The University of Cape Town (UCT) remains under siege by an unrepentant violent minority
Last Friday (23 September), after counselling a distraught father concerned about the future of his two sons at UCT, I attended a report-back to academics by Vice Chancellor Max Price on matters relating to the shutting down of UCT this week and (possibly) in the future. The meeting (the last of three held during the day) had to be protected from disruption by hired security. Nevertheless, it was invaded by students who were allowed to attend as observers.
The VC reported that talks with protesters were dichotomous in nature. Ninety percent, perhaps even more, students, e.g. those reflecting the views of the Student Representative Council (SRC), favour re-opening UCT to allow the vast majority of staff and students to get back to education and research while the Executive pursues discussions relating to protester grievances/demands.

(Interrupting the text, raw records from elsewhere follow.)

PR #7620, opened 2024-05-10
[GEOS-11040] Fix serviceInfo missing in FeatureService and TileService classes

nikolovasara:
Resolve frequent log messages generated by DisabledServiceCheck class
Referenced JIRA issue: [GEOS-11040](https://osgeo-org.atlassian.net/browse/GEOS-11040)

# Checklist

### DIFF
--- a/src/community/ogcapi/ogcapi-features/src/main/java/org/geoserver/ogcapi/v1/features/FeatureService.java
+++ b/src/community/ogcapi/ogcapi-features/src/main/java/org/geoserver/ogcapi/v1/features/FeatureService.java
@@ -199,6 +199,12 @@ public class FeatureService {
         return geoServer.getService(WFSInfo.class);
     }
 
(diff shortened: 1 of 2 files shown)


src/community/ogcapi/ogcapi-features/src/main/java/org/geoserver/ogcapi/v1/features/FeatureService.java
```diff
@@ -199,6 +199,12 @@ public WFSInfo getService() {
         return geoServer.getService(WFSInfo.class);
     }
 
+    @SuppressWarnings("unused")
+    public WFSInfo getServiceInfo() {
```
aaime, line 203: Oh interesting... yeah, that callback uses reflection to access the info form the service object itself!
One day we should switch to just having an interface for it (ServiceInfoProvider or something similar).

A very small minority driven by an even tinier core of protesters (including people who have no association with UCT or interest in education) adamantly oppose re-opening. Their key immediate demand is that five students expelled (after deliberately delaying their hearing for months) for criminal actions including verbal and physical intimidation (of individuals, classes and university administration) and destruction of property and arson must, once again, be pardoned (in the spirit of restorative justice) for their transgressions.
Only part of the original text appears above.